However, according to Jackson, they have multiple contracts with both the Emergency Food Assistance Program, and The New York State Hunger Prevention and Nutrition Assistance Program, providing them with funds each year to purchase menu items that are available to them.

The menu contains a list of food their facilities need to be delivered to them. The menu is supposed to follow nutritional guidelines, with oversight by the state to make sure that the things available on the menu will not contain any poor ingredients or affect any individuals with allergies. More than 300 agencies and 500 program locations have now partnered with Long Island Cares.

“They work very hard on reaching out to different organizations and getting food that’s low in sodium or gluten-free,” Jewel said. “It’s always relying on outside sources to accommodate us in our need to supply the people coming in with these health issues.”

After spending a year and a half as a volunteer, Jewel has seen the organization’s mission being carried out by uniting communities in the act of giving. She has seen how hard volunteers work to bring awareness about the hardships families endure and why donating food is desperately needed for these families in the future.

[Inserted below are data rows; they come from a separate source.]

PR #5026, opened 2021-11-24
Issue 5025 - RFE - remove useless logging

### LINKED ISSUE #5025: Remove useless, noisy, perfomance degrading debug logs.
Sometimes when we attempt to use gdb or ask customers to debug an issue, we ask for a higher log level, sometimes -d 0 or similar. This causes thousands of useless messages on console, that cause huge amounts of delay and latency, changing server startup and shutdown from seconds, to minutes. In one case a customer saw startup take 45 minutes due to this excess, pointless logging.

Many of these trace log records serve no value, they don't help with debugging, they create noise, performance issues, and just shouldn't exist.

This removes some of the worst offenders in the code base.

Firstyear:
Bug Description: Many of these trace log records serve no value, they don't help with debugging,
they create noise, performance issues, and just shouldn't exist.

Fix Description: Delete the offending lines.

fixes: https://github.com/389ds/389-ds-base/issues/5025

Review by: ???

### DIFF
--- a/ldap/servers/slapd/attr.c
+++ b/ldap/servers/slapd/attr.c
@@ -958,9 +958,6 @@ attr_get_value_cmp_fn(const Slapi_Attr *attr, value_compare_fn_type *compare_fn)
 {
     int rc = LDAP_PROTOCOL_ERROR;
 
-    slapi_log_err(SLAPI_LOG_TRACE, "attr_get_value_cmp_fn",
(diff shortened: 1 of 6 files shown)


tbordaz (approved):
Good idea to cleanup those logs.
I had an initial doubt about slapi_vattr_filter_test_ext_internal cleanup but others logs help much more (like get_filter_internal) to follow filter parsing.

“Depending on the day of the week, the challenge is being able to put food on somebody’s table because our shelves are never always packed,” Jewel said on the challenges as a volunteer. “There are days we can be packed for that one month and we have more than enough food to supply the neighborhood. Then there are certain weeks and months when the shelves are barren.”

Jackson expressed high praise for the volunteer work Jewel has produced.

“She’s volunteered mainly in the food pantry, but she’s gone to each of my locations,” Jackson said of Jewel. “She’s gone and volunteered in the Gus’s Grocery area, as well as the Bethpage food pantry. Her work ethic is just ‘go, go, go!’ and not stopping until there’s nothing left to do.”